Gluten Free in NC, by Jill, doesn't have all the allergy issues I have, but she posted a granola recipe that I can use. She also has a lot of product reviews. She hasn't posted anything since July, but her blog is still a nice resource.
I bookmarked this link from Dessert Obsessed in my "blog this" folder and this particular recipe is gluten/egg/dairy free; it is under the subtitle Gluten Free Decadence. Click on the labels on the recipe for links to other resources. Please note that most of her recipes are NOT allergen free.
Life, Gluten Free, by Sophie, is another blog stuffed with recipes and good information. She does not cook dairy and egg free, but I am not going to stop posting gluten free blogs that don't. I am not going to be a narcissist about this. I have plenty of just gluten free readers (like gluten free isn't enough to deal with).
Okay...it turns out there was nothing quick about this at all!

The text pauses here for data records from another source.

PR #2019, opened 2026-09-01
fix(reviewer): recover interrupted Fix Loops

ewen-poch:
## Problem

Fix Loop ownership was held only in Main-process memory and one-shot renderer broadcasts. A refreshed or late renderer could miss the active-loop and auto-review suppression events, while an application restart after the initial flagged assessment could leave a non-stale completed Review with open findings and no reliable recovery or retry path.

## Proposed change

- Keep an initial Review `running` after warn/fail findings are atomically persisted and complete it only after the bounded Fix Loop settles.
- Derive the persisted active-loop signal from `lifecycle=running`, `outcome=null`, and persisted warn/fail findings; this stays within the existing database constraints.
- Recover that state on startup by recording existing `aborted/unaddressed` dispositions for remaining open findings and closing the root Review as `complete/flagged`.
- Restore the renderer send lock from hydrated Review data, while retaining live START/END broadcasts.
- Exclude correction responses from ordinary auto-review using their durable reviewer-correction attribution, even if the one-shot suppression event was missed.
- Offer an explicit re-run on terminal Reviews that still contain unresolved findings.

## Scope and non-goals

- No new table, column, SQLite constraint, migration, or lifecycle/disposition enum value.
- Existing `Review`, `Finding`, and `ReviewFindingDisposition` rows are reused; historical `complete/flagged` rows are not rewritten.
- Restart recovery safely terminates the interrupted loop and exposes retry. It does not resume an exact correction prompt or round; resumable execution would require a dedicated Fix Loop aggregate in a separate change.
- No ACP wire protocol, framework adapter, launcher, model, or platform-specific behavior changes. Correction attribution is already part of the shared persisted session contract.

The commands below were run after the last material edit.

- Active root Review remains durable until remediation settles -> `npm test -- --run src/main/reviewer/fix-loop.test.ts` -> 1 file, 9 tests passed.
- Restart distinguishes an active Fix Loop from an unfinished initial assessment and records terminal dispositions -> focused Reviewer regression command -> covered by `reviewer-resilience.test.ts`, passed.
- Hydrated active-loop state restores the composer lock -> focused Reviewer regression command -> covered by `WorkspacePage.send-gate.test.tsx`, passed.
- Durable correction attribution prevents duplicate ordinary auto-review -> focused Reviewer regression command -> covered by `workspace-events.test.ts`, passed.
- Terminal unresolved Reviews expose a re-run and active findings remain visible -> focused Reviewer regression command -> covered by `SessionReviewerPanel.render.test.tsx` and `ReviewerCard.render.test.tsx`, passed.
- Focused regression set: `npm test -- --run src/main/reviewer/repository.test.ts src/main/reviewer/reviewer-resilience.test.ts src/renderer/src/lib/acp/workspace-events.test.ts src/renderer/src/pages/workspace/WorkspacePage.send-gate.test.tsx src/renderer/src/pages/workspace/SessionReviewerPanel.render.test.tsx src/renderer/src/components/ReviewerCard.render.test.tsx` -> 6 files, 241 tests passed.
- Reviewer owner, contracts, consumers, and Windows-sensitive overlay: `npm run test:module -- reviewer_orchestrator` -> 27 files, 573 tests passed.
- Renderer translation contract: `npm test -- --run src/renderer/src/i18n/resources.test.ts` -> 1 file, 805 tests passed.
- `npm run typecheck:node` -> passed.
- `npm run typecheck:web` -> passed.
- `npm run lint` -> passed.
- `npm run db:schema:check` -> passed; the final diff contains no database/schema changes.

`npm run test:affected:explain -- --base origin/main --head HEAD` selected the full plan because `src/main/reviewer/repository.ts` has no registered module owner. Per the requested local test scope, the complete `npm test` suite was not run locally; PR Gate is the authority for the resulting complete portable and platform lanes.

## Review focus

- The invariant that only an initial Review with atomically persisted warn/fail findings can be `running` with findings.
- Startup recovery idempotency and preservation of the original flagged result.
- Renderer locking from hydrated state without making one-shot broadcasts authoritative.
- Whether `aborted` plus its persisted note is sufficient for restart interruption; this intentionally avoids a new enum and migration.

## Uncovered risks

- Exact-round automatic resume after process restart is intentionally unsupported.
- Complete portable and operating-system CI lanes are pending PR Gate.
- Independent review of the final evidence mapping is pending.

### DIFF
--- a/src/main/reviewer/fix-loop.test.ts
+++ b/src/main/reviewer/fix-loop.test.ts
@@ -399,6 +399,7 @@ describe('fix loop: all-pass on re-review ends the loop (resolved)', () => {
     const client = createProjectDbClient(temporaryRoot!)
     await migrateApplicationDatabase(client)
     const repository = new ReviewRepository(() => Promise.resolve(client))
+    const onReviewUpdate = vi.fn()
 
     const reviewRun = runReview({
       sessionId: 'session-1',
@@ -409,6 +410,7 @@ describe('fix loop: all-pass on re-review ends the loop (resolved)', () => {
       acpRuntime: runtime,
       artifactStorageRoot: temporaryRoot!,
       mainSessionId: 'main-session-1',
+      onReviewUpdate,
       agentTarget: {
         frameworkId: 'codex',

UPDATES: I have been looking for more sources that agree with the airborne gluten problem this morning. Here is a guideline from the
with a lot of good information on it, including the possibility of airborne contamination. About dot com weighs in on cross contamination here. On that site, there is an article on symptoms. My main symptoms are severe abdominal pain and sores in my mouth. It includes a good list, but I know there are more than that. I have a friend who has migraines and she gets puffy (including her face) when she has gluten. Some people have no symptoms at all. Here is a conversation about pizza places in New York that cater to the gluten challenged. Scroll down on the first page to Ben Cappel's two cents. One of his tell tale signs of exposure is swollen gums. I have never heard of that one before.
If you are one of those people who have been diagnosed with Celiac or gluten intolerance and you would rather just eat gluten than be a bother, or you think a little bit won't hurt you, or you are not looking into the cross-contamination possibilities because you thing what you don't know can't hurt you: things can get worse folks.